On fig. 3.6 shows experimental curves - fluctuations in the number of fur-bearing animals in Canada (according to the Hudson's Bay Company). These curves are built on the basis of data on the number of harvested skins. The periods of fluctuations in the number of hares (prey) and lynxes (predators) are approximately the same and are of the order of 9-10 years. At the same time, the maximum number of hares, as a rule, is ahead of the maximum number of lynxes by one year.
The shape of these experimental curves is much less correct than the theoretical ones. However, in this case, it is sufficient that the model ensures the coincidence of the most significant characteristics of the theoretical and experimental curves, i.e. amplitude values and phase shift between fluctuations in the numbers of predators and prey. A much more serious shortcoming of the Volterra model is the instability of solutions to the system of equations. Indeed, as mentioned above, any random change in the abundance of one or another species should lead, following the model, to a change in the amplitude of oscillations of both species. Naturally, in natural conditions animals are subjected to countless such random influences. As can be seen from the experimental curves, the amplitude of fluctuations in the number of species varies little from year to year.
The Volterra model is a reference (basic) model for mathematical ecology to the same extent that the harmonic oscillator model is basic for classical and quantum mechanics. With the help of this model, based on very simplified ideas about the nature of the patterns that describe the behavior of the system, purely mathematical
Chapter 3
Rice. 3.6. Kinetic curves of the abundance of fur-bearing animals According to the Hudson's Bay Fur Company (Seton-Thomson, 1987), a conclusion was drawn by calculus about the qualitative nature of the behavior of such a system - about the presence of population fluctuations in such a system. Without the construction of a mathematical model and its use, such a conclusion would be impossible.

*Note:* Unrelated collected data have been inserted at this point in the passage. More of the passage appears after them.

PR #413, opened 2017-03-20
Fix #407: Order history entry target permissions consistently.

### LINKED ISSUE #407: Order permissions before diff?
We should not show a diff for ther principals who weren't changed:

screenshot from 2017-03-15 17-09-48

I'm not sure that the server guarantees the order of principals in the permissions. Maybe it should (*please open issue*).

In the meantime we could order them alphabetically...

n1k0:
Refs #407, ensure sorting history entry permissions list before rendering a diff.

### DIFF
--- a/src/utils.js
+++ b/src/utils.js
@@ -1,6 +1,6 @@
 /* @flow */
 
-import type { RecordData, Capabilities } from "./types";
+import type { RecordData, ResourceHistoryEntry, Capabilities } from "./types";
 import React from "react";
 import _timeago from "timeago.js";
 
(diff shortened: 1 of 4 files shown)


n1k0:
Hold on, I'm gonna add a few unit tests for that function introduced in `utils`.

src/utils.js
```diff
@@ -239,3 +239,22 @@ export function scrollToBottom(): Promise<void> {
...
   return Promise.resolve();
 }
+
+export function sortHistoryEntryPermissions(
+  entry: ResourceHistoryEntry
+): ResourceHistoryEntry {
+  if (entry.action === "delete") {
+    return entry;
+  }
+  const { permissions } = entry.target;
```
glasserc: Rather than checking explicitly for `delete`, should we just check for the absence of `permissions`?

n1k0: Good idea, will update.

n1k0:

PR #414, opened 2017-03-20
sagas/route: redirectURL can sometimes be null

glasserc:
redirectURL starts out as null and is only updated if a user happens to
be viewing an authenticated page when they aren't logged in.

If a user tries to log in from the home page, no redirectURL will be
present and this updatePath call will fail.

### DIFF
--- a/src/sagas/route.js
+++ b/src/sagas/route.js
@@ -133,8 +133,10 @@ export function* routeUpdated(
       const { redirectURL } = JSON.parse(atob(payload));
       // Wait until we're actually authenticated
       yield take(SESSION_AUTHENTICATED);
-      // Redirect to the initially requested URL
-      yield put(updatePath(redirectURL));
+      // Redirect to the initially requested URL (if any)
+      if (redirectURL) {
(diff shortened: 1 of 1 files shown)


src/sagas/route.js
```diff
@@ -133,8 +133,10 @@ export function* routeUpdated(
       const { redirectURL } = JSON.parse(atob(payload));
       // Wait until we're actually authenticated
       yield take(SESSION_AUTHENTICATED);
-      // Redirect to the initially requested URL
-      yield put(updatePath(redirectURL));
+      // Redirect to the initially requested URL (if any)
+      if (redirectURL) {
```
n1k0: If we do not proceed with a redirect (at all), this might mean we'll keep the auth token in the URL hash. How about falling back to `"/"` as a default redirect?

n1k0:
Landed as https://github.com/Kinto/kinto-admin/commit/de9d2beaedd0497111abba062eab7f4f8b78ef77, thanks!

n1k0:

Issue #421, opened 2017-04-01
does not appear to work with kinto 7.0.0.dev0


vladp:
new user, so could be my fault, 
but I am getting
```

Couldn't list buckets.
requests.0 in body: Unrecognized keys in mapping: "{'retry': 1, 'batch': True, 'safe': False, 'bucket': 'vsp_firstbucket_v1'}"
HTTP 400 Invalid parameters: Invalid request parameter (requests.0 in body: Unrecognized keys in mapping: "{'retry': 1, 'batch': True, 'safe': False, 'bucket': 'vsp_firstbucket_v1'}")
```

after creating a first bucket. bucket name is vsp_firstbucket_v1

Natim:
ping @gabisurita is this a problem with the swagger validation?

gabisurita:
I can't see how this relates with the swagger validation. Do you have the server logs?

gabisurita:
I investigated this a bit and this is what I've got:

When I try using the admin with a local instance there's no log on the server, which means kinto-admin is probably trying to fetch something else and failing. I'm not familiar with the kinto-admin codebase, but it seems like kinto-admin is somehow trying to enforce SSL and crashing if it fails. 

When I tried using a heroku deployed master with HTTPS it worked well, when I changed the settings to HTTP it also crashed.

Natim:
Thanks you for investigating.

n1k0:
From the initial bug report description it seems like the client is sending the request options as part of the request body, which should never happen and is definitely a bug.

@vladp do you have sample code so we can inspect client calls?

gabisurita:
It came to me that maybe what I investigated and the initial report are two unrelated bugs. Haha

vladp:
@n1k0  the sources is exactly what I had pull from this GitHub repo on saturday, I did not modify a single line.

glasserc:
I was able to reproduce this locally with kinto-admin master and kinto master. I'll investigate.

glasserc:
Some investigation revealed that:

- The reason it's a POST is because the kinto-admin is doing a batch request to request the collections for all extant buckets.
- kinto-http `Bucket#listCollections` calls a method called `_bucketOptions` which copies any options from the client into the request, along with `bucket: "bucketname"` and `batch: false`.
[...]

PR #422, opened 2017-04-10
Bump kinto-http

glasserc:
Pull in the fix to Kinto/kinto-http.js#180 so that we can address #421.

### DIFF
--- a/src/index.js
+++ b/src/index.js
@@ -1,4 +1,5 @@
 /* @flow */
+import "babel-polyfill";
 import type { Plugin } from "./types";
 
 import React, { Component } from "react";
--- a/package.json
+++ b/package.json
@@ -48,7 +48,7 @@
     "diff": "^3.2.0",
     "express": "^4.14.0",
     "filesize": "^3.3.0",
-    "kinto-http": "^4.1.0",
+    "kinto-http": "^4.3.0",
     "react": "^15.4.2",
     "react-breadcrumbs": "^1.3.16",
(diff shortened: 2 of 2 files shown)


glasserc:
@n1k0: Do you know if this is the correct way to use a library that is async/await?

glasserc:
And also, can you tell me why the build is failing, even though `babel-polyfill` is part of the `devDependencies` 😆

src/index.js
```diff
@@ -1,4 +1,5 @@
 /* @flow */
+import "babel-polyfill";
```
Natim: I wish we could handle this without having to add babel-polyfill back in the mix.

n1k0: I don't clearly get why we suddenly need this, please refresh my memory

Natim: I guess it is an attempt to fix the tests, also it doesn't so maybe you know what is missing.

n1k0: fwiw `async/await` is supported through some Babel directibe added to `.babelrc` directly, no need for dedicated imports. At least that's what worked in kinto-http.js.

n1k0:
Superseded by #423.

src/index.js
glasserc: I'm not an expert, but it seems like the kinto-http.js artifacts did not include async/await code, but were already transformed into something that relied on a `regeneratorRuntime`. This `regeneratorRuntime` was provided by `babel-polyfill` or the "regenerator runtime", whatever that was.

PR #429, opened 2017-04-26
Fix #428: Fix signoff plugin membership checks.

### LINKED ISSUE #428: [1.13.2] Error when navigating on a collection with the signoff plugin.
I was able to reproduce using the kinto-admin in gh-pages.

error

n1k0:
Deployed to gh-pages. Note: needs enabling the Moz VPN and checks the `https://kinto-writer.stage.mozaws.net/v1/` server.

### DIFF
--- a/src/plugins/signoff/components.js
+++ b/src/plugins/signoff/components.js
@@ -16,7 +16,7 @@ import { ProgressBar, ProgressStep } from "./ProgressBar.js";
 
 function isMember(groupKey, source, sessionState, bucketState) {
   const { serverInfo: { user = {}, capabilities } } = sessionState;
-  if (!user.id) {
+  if (!source || !user.id) {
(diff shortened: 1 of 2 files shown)


n1k0:
Side note: this was a quick fix, would need more investigation to learn how and when this regression happened.

n1k0:
Hold on, new pb: `bundle.js:62 Uncaught TypeError: Cannot read property 'lastAuthor' of undefined`

n1k0:
The right fix is in https://github.com/Kinto/kinto-admin/pull/429/commits/41bf3cd60310278095b44a74542dee44e97d219e

Payload key names were wrong, and we don't have proper types for sagas, which is probably something to fix later, but not here as it's a huge amount of work and we need a release asap.

PR #431, opened 2017-04-27
Update kinto-http.js

Natim:
I don't know if this change is necessary.


leplatrem:
But a new build of the admin plugin in Kinto to include the new version is necessary though

Issue #419, opened 2017-03-24
Pre-commit hook ignores partial commits


leplatrem:
* `git add -p`
* `git commit -m Partial`
* `git status` → everything was committed instead of just the added changes during `git add -p`

Natim:
Outch 🐞

glasserc:
I don't think we will be able to fix this until https://github.com/okonet/lint-staged/issues/62 is resolved.

glasserc:
Discussion in the linked issue is mostly stalled IMHO, with some useful information supplied by the author of http://pre-commit.com/ which actually handles partially-staged files correctly. I've tried that project and liked it, but it requires installing the pre-commit tool, for example using pip, and explicitly running `pre-commit install` when you clone the repo. How would you feel about moving to that? I'll whip up a PR for discussion.

glasserc:
This should be closed by #445.

leplatrem:
Awesome thanks!

PR #445, opened 2017-07-10
Introduce pre-commit to the codebase

glasserc:
Experiment to introduce pre-commit to try to address #419.

To use:

- ``pip install --user pre-commit``
- ``pre-commit install`
- ``rm .git/hooks/pre-commit.legacy``
- Edit some file -- try tweaking spacing to trigger prettier, or introducing an unused variable to annoy eslint
- Stage the file (or only stage part of it -- only staged parts will be linted)
- Try to commit, or ``pre-commit run``, or ``pre-commit run eslint``/``pre-commit run prettier``

### DIFF
--- a/README.md
+++ b/README.md
@@ -31,6 +31,11 @@ Kinto-based systems.
 
 NodeJS v4+ and npm 2.14+ should be installed and available on your machine.
 
+Various pre-commit hooks are available to help prevent you from
+pushing sub-optimal code; to use these, ``pip install --user
+pre-commit`` and ``pre-commit install``. (If you have a
+``.git/hooks/pre-commit.legacy``, you can remove it.)
+
 ## Installation
 
 The easiest way to get started is to install [create-react-app](https://github.com/facebookincubator/create-react-app) first:
--- a/.pre-commit-config.yaml
+++ b/.pre-commit-config.yaml
@@ -1,0 +1,12 @@
+- repo: local
+  hooks:
+    - id: eslint
+      name: eslint
+      language: system
+      entry: node_modules/.bin/eslint
+      types: [javascript]
+    - id: prettier
+      name: prettier
+      language: system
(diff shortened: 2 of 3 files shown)


glasserc:
Although pre-commit allows/encourages the use of upstream repos as lint "hooks", we don't take advantage of that in this PR, because eslint doesn't expose the right metadata, and prettier hasn't exposed it yet (although will in the next release). If those two things change, we can stop npm installing these tools manually using packages.json and start installing them automatically using pre-commit. That approach would have some trade-offs; we'd have to update our CI infra to run the commands the same way, and greenkeeper would no longer bug us about new versions of prettier and eslint. For now I'm changing as little as possible for the sake of this PR.

README.md
```diff
@@ -31,6 +31,11 @@ Kinto-based systems.
 
 NodeJS v4+ and npm 2.14+ should be installed and available on your machine.
 
+Various pre-commit hooks are available to help prevent you from
+pushing sub-optimal code; to use these, ``pip install --user
```
n1k0: Hmm requiring python seems slightly bold here. No equivalent npm package available?

glasserc: Well, the tool is written in Python, so one way or another, you'll have to install Python. It seems that pre-commit can be installed itself using `brew`, but not everyone uses OS X, and I guess there's a `curl` installation option as well. I didn't worry about it too much because this is a tool for administering Kinto, which is itself written in Python, so I think there's a good chance you'll have Python and even `pip` available on your machine.

glasserc: N.B. There are a couple npm packages called `pre-commit` but they appear to be unrelated to the tool by Yelp.

glasserc:
N.B. without installing the `pre-commit` tool, you can still commit as normal, just without pre-commit hooks. This isn't really an "attack vector" because you can always `git commit -n` to disable existing hooks.

README.md
n1k0: Sure high are chances people have a working python environment. Ship it!

PR #440, opened 2017-06-23
Update some, but not all, of the dependencies

glasserc:
This is meant to get us closer to #433, although it only updates the easy ones. React-Router and friends are still TBD. Hopefully landing this will facilitate that.

PR #455, opened 2017-10-21
Reactivate and fix flow typechecking

glasserc:
This broke in #440, apparently because of https://github.com/facebook/flow/issues/3528, because Sidebar.js uses a spread in an array without a type declaration, which as of 0.39 causes pathological behavior. The form of the breakage is that a child process of the flow typechecker starts to consume an infinite amount of memory, and when that child process dies, the parent reports an error and exits with status code zero indicating success. Thus, travis believes the build has succeeded.

Apparently the way to diagnose this sort of thing is to start marking files as ignored in .flowconfig, rerun flow and see if it terminates within a few seconds (and without consuming an unreasonable amount of memory, here defined as >10% of a Thinkpad X1 Carbon's RAM). This is basically the approach I took in this PR. We successively unignore files until we're back to where we started.

Fixing this uncovered a rat's nest of typechecking that had also been broken. In particular, some changes to the types for React meant that we had to change `Component { props: Foo }` to `Component<Foo>`. There were also a handful of other errors (some spurious, some not) that apparently a modern flow-check can catch. Fix these too.

### DIFF
--- a/.flowconfig
+++ b/.flowconfig
@@ -1,9 +1,8 @@
 [ignore]
 .*/node_modules/*
 .*/test/.*
-.*/src/components/.*
-.*/src/containers/.*
-.*/src/plugins/.*
+.*/src/components/Sidebar.js
+.*/src/containers/Sidebar.js
 .*/src/routes.js
 .*/src/index.js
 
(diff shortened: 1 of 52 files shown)


.flowconfig
```diff
@@ -14,4 +14,3 @@ esproposal.class_static_fields=enable
 unsafe.enable_getters_and_setters=true
 module.name_mapper='.*\(.css\)' -> 'CSSModule'
 module.system=haste
-strip_root=true
```
glasserc: N.B. This is no longer a valid option in .flowconfig, although it continues to be supported as a command-line argument if you need it. It doesn't really change the output much.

In the simplest form we have considered above, the Volterra system has two fundamental and interrelated shortcomings. Their "elimination" is devoted to extensive ecological and mathematical literature. First, the inclusion in the model of any, however small, additional factors qualitatively changes the behavior of the system. The second “biological” drawback of the model is that it does not include the fundamental properties inherent in any pair of populations interacting according to the predator-prey principle: the effect of saturation of the predator, the limited resources of the predator and prey even with an excess of prey, the possibility of a minimum number of prey available for predator, etc.

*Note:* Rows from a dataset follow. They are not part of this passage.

Issue #446, opened 2017-07-25
Problems installing kinto-admin


Grahack:
Hi,  
I encountered several problems using the first described process:

* complaints about not finding `babel-polyfill`, after adding it to `package.json` it was OK,
* `ReferenceError: regeneratorRuntime is not defined` at line 24

     21 |  * @return {Promise}
     22 |  */
     23 | var pMap = exports.pMap = function () {
     24 |   var _ref = _asyncToGenerator(regeneratorRuntime.mark(function _callee2(list, fn) {
     25 |     var results;
     26 |     return regeneratorRuntime.wrap(function _callee2$(_context2) {
     27 |       while (1) {

I had no problem with the second described process: `git clone…`.

Thanks for kinto!

glasserc:
Hi, sorry for not writing back sooner! What you describe sounds like a missing babel-generator-runtime. We've had some questions in our minds about how to best package kinto libraries (see Kinto/kinto.js#649 and Kinto/kinto.js#650), but I think kinto-admin (as an executable) should be ready to run "out-of-the-box", which means including babel-polyfill as a dependency rather than just as a devDependency. I've opened #456 to try to address this. However, I'm not sure why you continued to encounter the issue even after adding babel-polyfill. Could you elaborate on where you added it -- your own package.json, or somehow to the kinto-admin one?

leplatrem:
Should fixed on master. Feel free to reopen if problems still occur

PR #456, opened 2017-11-02
Add babel-polyfill to dependencies

glasserc:
Refs #446.

### DIFF
--- a/package.json
+++ b/package.json
@@ -33,6 +33,7 @@
   },
   "dependencies": {
     "atob": "^2.0.3",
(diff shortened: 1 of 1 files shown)


leplatrem:
@glasserc what's the status of this? Is there any risk to burst out the final bundle size?

glasserc:
I think this PR is correct and should probably be merged, and we should probably close the linked bug because of inactivity, but we should be ready to revert if someone explains that they are using kinto-admin as a component or something strange like that :)

PR #462, opened 2018-02-22
Fix redux-saga deprecated imports

leplatrem:
I first wanted to fix every deprecation warnings, but it seems we are running behind in terms of dependencies, and `git grep` does not give anything relevant :) 

```
Warning: Accessing PropTypes via the main React package is deprecated, and will be removed in  React v16.0. Use the latest available v15.* prop-types package from npm instead. For info on usage, compatibility, migration and more, see https://fb.me/prop-types-docs

Warning: Accessing createClass via the main React package is deprecated, and will be removed in React v16.0. Use a plain JavaScript class instead. If you're not yet ready to migrate, create-react-class v15.* is available on npm as a temporary, drop-in replacement. For more info see https://fb.me/react-create-class
```

### DIFF
--- a/.travis.yml
+++ b/.travis.yml
@@ -21,6 +21,7 @@ install:
   - export DISPLAY=':99.0'
   - Xvfb :99 -screen 0 1024x768x24 > /dev/null 2>&1 &
   - npm install
+  - npm ls
   - npm run build
 env:
   - ACTION="build:lib"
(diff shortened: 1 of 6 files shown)


leplatrem:
Ok let's wait for redux-saga 1.0 to be released. Grrr.

PR #466, opened 2018-02-26
Fixes #461: [signoff] Support per-bucket configuration

### LINKED ISSUE #461: [signoff] Support of per-bucket configuration in review
See https://github.com/Kinto/kinto-signer/issues/144

leplatrem:
Ref #461

* [x] Basic idea
* [x] Add tests for placeholders in groups
* [x] Make sure it's sound with server part (see https://github.com/Kinto/kinto-signer/issues/144)

### DIFF
--- a/src/plugins/signoff/sagas.js
+++ b/src/plugins/signoff/sagas.js
@@ -8,15 +8,14 @@ import * as SignoffActions from "./actions";
 export function* onCollectionRecordsRequest(getState, action) {
   const { bid, cid } = action;
   const { session: { serverInfo } } = getState();
-  // See if current collection is among signed resources from capabilities.
-  const { capabilities: { signer = { resources: [] } } } = serverInfo;
-  const resource = signer.resources.filter(r => {
-    return r.source.bucket == bid && r.source.collection == cid;
-  })[0];
+  // See if currently viewed collection is among kinto-signer resources
+  // described in server info capabilities.
+  const resource = _pickSignoffResource(serverInfo, bid, cid);
 
   // Refresh the signoff toolbar (either empty or basic infos about current)
   yield put(SignoffActions.workflowInfo(resource));
 
+  // Current collection is not configured, no need to proceed.
   if (!resource) {
     return;
   }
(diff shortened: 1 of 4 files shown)


leplatrem:
Works like a charm with with https://github.com/Kinto/kinto-signer/pull/215

The plan is:
1. deploy this fist since it's fully backward compatible
2. land and deploy the new kinto-signer with the same configuration
3. change the configuration to have per-bucket review

src/plugins/signoff/sagas.js
```diff
@@ -198,3 +197,24 @@ function _updateCollectionAttributes(getState, data) {
...
+    }
+  )[0];
+  // The whole UI expects to have collection information for source/preview/destination.
+  // If configured by bucket, fill-up the missing attribute as if it would be configured
+  // explicitly for this collection.
+  if (resource && !resource.source.collection) {
+    resource.source.collection = resource.destination.collection = cid;
+    if (resource.preview) {
+      resource.preview.collection = cid;
+    }
```
glasserc: Same situation where you need a deepcopy here.

test/plugins/signoff/sagas_test.js
```diff
@@ -5,177 +5,278 @@ import { notifySuccess } from "../../../src/actions/notifications";
...
+                        bucket: "stage",
+                        collection: "plugins",
+                      },
+                      preview: {
+                        bucket: "preview",
+                        collection: "plugins",
+                      },
+                      destination: {
+                        bucket: "prod",
+                        collection: "plugins",
```
glasserc: Maybe change these collections so we're sure it isn't matching the second case?

Are we actually going to support these sorts of configurations, with data potentially matching multiple signer configs?

leplatrem: > Are we actually going to support these sorts of configurations, with data potentially matching multiple signer configs?

It will take the first one anyway. We can add additional safety checks on the server. https://github.com/Kinto/kinto-signer/issues/216

PR #477, opened 2018-03-05
Update to 4.x series of react-codemirror2

glasserc:


glasserc:
We don't do anything nearly as complicated in this project as we do in the rjsf playground, but let's still try to maintain the same behavior we had with react-codemirror2 v2.

I tested this by hand. #473 didn't fail any tests (although it should have??) because there aren't any tests for the JSONEditor component (except maybe the browser tests?).

leplatrem:
>  #473 didn't fail any tests (although it should have??

Yeah, I wonder how we could unit test that.... browser could have been the key indeed.

PR #56, opened 2015-10-22
Fix delegators on GraphQL::Query::Arguments.

dylanahsmith:
## Problem

Calling `.each`, `.keys` or `.values` on an GraphQL::Query::Arguments object will result in a NoMethodError (e.g. undefined method `each' for nil:NilClass)

## Solution

def_delegators was just specifying the wrong instance variable name, so I corrected that.


rmosolgo:
:moneybag: thanks!

PR #57, opened 2015-11-05
Link to the individual guides right in the README

jjbohn:
Having them listed out there right at the top of the README I think
improves discoverability. Previously, it just link directly to the
introduction, which if you didn't read all the way to the bottom, you
might not realize that more guides exist.


rmosolgo:
Cool, thanks!

PR #61, opened 2015-11-09
Raise when a field's type is not a valid GraphQL::BaseType object

xuorig:
Currently when defining a field with a non-valid type, such an active record model class instead of the GraphQL type, this is raised:

`NoMethodError (undefined method unwrap for #<Class:0x007faf41021848>)`

This PR adds a check in `reduce_type` to see if the type is a subclass of `GraphQL::BaseType`. This removes the need for the nil check in initialize and will help debugging the schema when hitting that problem.

Let me know what you think!


rmosolgo:
:moneybag:  awesome, it will be great to have a much better message for this!

Issue #74, opened 2015-12-16
Parse error for empty input objects


kliuless:
```
mutation {
  createItem(input: 
    {
      clientMutationId: "112233",
      nested: {},  # <---- Empty input object can't be parsed
      title: "test mutation"
    }
  ) {
    returnField
  }
}
```
Error is: `#<GraphQL::ParseError: Extra input after last repetition at line 1 char 1.`
Please also verify that there can be spaces inside the braces.

rmosolgo:
:grimacing:  Sorry! 

Fixed by d887f5d. I want to make a refactoring on `InterfaceType` today then push out a new version!

kliuless:
Thanks for the quick reply. I finally grokked how the parse/transform code works, so I fixed the related transform code in PR #75 .

PR #75, opened 2015-12-17
fix(Transform) handle empty input objects

kliuless:
Follow-up to #74


rmosolgo:
Awesome! Sorry I missed this on the first pass!

PR #77, opened 2015-12-21
Add rubinius support

sagmor:
[Rubinius](http://rubinius.com/) currently doesn't support refinements so made a little change to use a constant Proc instead of a Monkey Patch/Refinement


rmosolgo:
Awesome, thanks! :tada: 

Nice that it didn't take too much work to get it Rubinius-ready, thanks for adding it to CI, too.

In order to eliminate these drawbacks, various modifications of the Volterra system have been proposed by different authors. The most interesting of them will be considered in Section 3.5. Here we dwell only on a model that takes into account self-limitations in the growth of both populations. The example of this model clearly shows how the nature of solutions can change when the system parameters change.
So we consider the system
System (3.3.15) differs from the previously considered system (3.3.6) by the presence of terms of the form -7 on the right-hand sides of the equations uNf,
These members reflect the fact that the population of prey cannot grow indefinitely even in the absence of predators due to limited food resources, limited range of existence. The same "self-limitations" are imposed on the population of predators.

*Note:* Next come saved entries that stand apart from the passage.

PR #79, opened 2015-12-28
fix transform failure on nested lists in field arguments

charlieschwabacher:
The Parslet transform fails on nested lists in field arguments, leading to line 27 of lib/graphql.rb raising:

```
raise("Parse failed! Sorry, somehow we failed to turn this string into a document. Please report this bug!")
```

I used this spec while figuring out the fix, it's a good example of the issue: https://gist.github.com/charlieschwabacher/d97d6631523aad272b84, the tests at lines 43 and 48 will fail in master.  

I didn't include it in the pull - I think the addition to transform_spec.rb should be enough to cover this, but let me know if there is anywhere you think it would make sense to add a spec similar to that gist.

### DIFF
--- a/lib/graphql/language/transform.rb
+++ b/lib/graphql/language/transform.rb
@@ -71,7 +71,7 @@ module GraphQL
       rule(alias_name: simple(:a)) { a }
       optional_sequence(:optional_field_arguments)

To find the stationary numbers of species iVi and N2 equate to zero the right parts of the equations of system (3.3.15). Solutions with zero numbers of predators or prey will not interest us now. Therefore, consider a system of algebraic
equations 
Her decision
gives us the coordinates of the singular point. Here, the condition of the positivity of stationary numbers should be put on the parameters of the system: N> 0 and N2 > 0. The roots of the characteristic equation of a system linearized in a neighborhood of a singular point (3.3.16):
It can be seen from the expression for the characteristic numbers that if the condition
then the numbers of predators and prey perform damped oscillations in time, the system has a nonzero singular point and a stable focus. The phase portrait of such a system is shown in Fig. 3.7 a.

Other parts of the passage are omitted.